- _EXERCISE AIM_
Go through the data line by line and count the lines that hold "Updated". Reply with the total only.
--- --- ---
PR #10124, opened 2025-10-01
Add SLC S32052

StuYarrow:
Link to picture pull request: Koenkk/zigbee2mqtt.io#4202

PR #10241, opened 2025-10-07
Move S32052 to preexisting manufacturer file

StuYarrow:
Fixing my own mistake in #10124 here. There was already a file for the same manufacturer under a different name.


Koenkk:
Thanks!

PR #10242, opened 2025-10-07
Change regulatorPercentage from MQTT for Namron Edge Thermostat

OsteHovel:
Fixes the issue where the regulator_percentage attribute cannot be set via MQTT because it has the wrong data type.

I found the manual after I fiddled around with /set payload to guess what datatype it might be, where it actually says INT16S.
[4512783-84-Zigbee-User-Guide.pdf](https://github.com/user-attachments/files/22742831/4512783-84-Zigbee-User-Guide.pdf)


Koenkk:
Thanks!

PR #10248, opened 2025-10-07
NodOn SEM-4-1-00: fix attribute updates

sbraz:
Hi,
Without this, the device might report incorrect energy values and fail to update its attributes when they change.

Fixes: https://github.com/Koenkk/zigbee2mqtt/issues/28898

@AlexisPolegato, please let me know if there is a reason this was initially disabled.


Koenkk:
Thanks!

PR #10251, opened 2025-10-07
Fix & improvements to FP300, FP1e addon

kpustelnik:
- Fixed FP300 fromZigbee presence detection (meant to use attribute 100 but mistakenly used 101)
- Added lumi prevent leave to FP300
- Added two remaining functions (adaptive sensitivity, AI environment learning) to FP300 and FP1e (attributes 349, 350)

Recreating due to stuck MR ( #10250 )


Koenkk:
Thanks!

PR #10257, opened 2025-10-08
CK-BL702-AL-01_1: Enable "hs" color mode for the light definition.

l1berat0r:
Enable "hs" color mode for the light definition - [28500](https://github.com/Koenkk/zigbee2mqtt/issues/28500).


Koenkk:
Thanks!

PR #9998, opened 2025-09-12
eWeLink CK-BL702-AL-01_1 - addressing reported issues.

l1berat0r:
Hi,

I tried to address the issues reported in [#28500](https://github.com/Koenkk/zigbee2mqtt/issues/28500) and [#9617](https://github.com/Koenkk/zigbee-herdsman-converters/issues/9617).
I think most of them should now be solved, however there is thing, related to the change from "old extend" to modernExtend, which I think may be an issue to some (but doesn't have to be). 
Do you think it's something worth discussing first or the commit can be merged so the people can evaluate themselves?

PR #10269, opened 2025-10-09
Restore behavior of using MoveToLevel when state is null

ams2990:
The intended behavior is to allow the user to request MoveToLevel instead of MoveToLevelWithOnOff if they pass `"state": null` in the MQTT message. This was broken by https://github.com/Koenkk/zigbee-herdsman-converters/pull/9998, which only allowed MoveToLevel if the converter sets `moveToLevelWithOnOffDisable`.


dan-danache:
I second this, it will fix by now broken "prestaging" setup.

Koenkk:
Thanks!

PR #10274, opened 2025-10-09
feat(philips): add support for Hue Surimu model "929003598102"

OsteHovel:
This model is white, so the existing image fits just fine.


Koenkk:
Thanks!

PR #10281, opened 2025-10-09
Add 929003479901 (Koenkk/zigbee2mqtt#14841)

zebernst:
Add support for Hue Gradient Signe floor lamp (Oak) - variant of existing models as discussed in Koenkk/zigbee2mqtt#14841


Koenkk:
Thanks!

PR #10286, opened 2025-10-10
Update IRB-4-1-00 and SEM-4-1-00

AlexisPolegato:
Add support of Humidity Cluster for IRB-4-1-00
Add support of produced energy for SEM-4-1-00


Koenkk:
Thanks!

PR #10295, opened 2025-10-11
Fixing window detection on Namron panel heaters

OsteHovel:
This all started with the option to enable the window detection being the wrong way around.
Then I found out that the actual window detection triggered is not even exposed/fetched.
So this changes all that so it is now working the way it is supposed to and it also shows the status.

However, this PR names the window_open_check to window_detection to harmonise with other devices, this is technically changing the property names and may break some integration for someone,  but if they integrated it in the first place it was working the wrong way around anyway.

This is the first time I ever taken something outdoor to actually test a function that rely on a rapid change of temperature (temperature decreases 5°C within 10 minutes)


Koenkk:
Thanks!

PR #11604, opened 2026-02-25
Move cluster manuSpecificSchneiderFanSwitchConfiguration from ZH to ZHC.

svhelge:
Add cluster with moderextend and update devices.


Koenkk:
Thanks!

PR #11612, opened 2026-02-26
Move manuSpecificAssaDoorLock cluster from ZH to ZHC

svhelge:
Added cluster and interface. 
Replaced reference to cluster manuSpecificUbisysDeviceSetup with manuSpecificAssaDoorLock. 
Updated the c4_assa_lock_attribute converter (using attributes instead of data[]). 
Added cluster to device "ZYA-C4-MOD-S" with extend.


Koenkk:
Thanks!

PR #11618, opened 2026-02-28
Enhance extend properties for Aqara light controllers

hen6e:
Updated the extend properties for multiple Aqara light controllers to include additional features such as dimming range and power source identification. New definition implement the function of powering on brightness transition curve curvature, Off on duration, On off duration.

image


Koenkk:
Thanks!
--- --- ---
- _OUTPUT OF THE EXERCISE_
2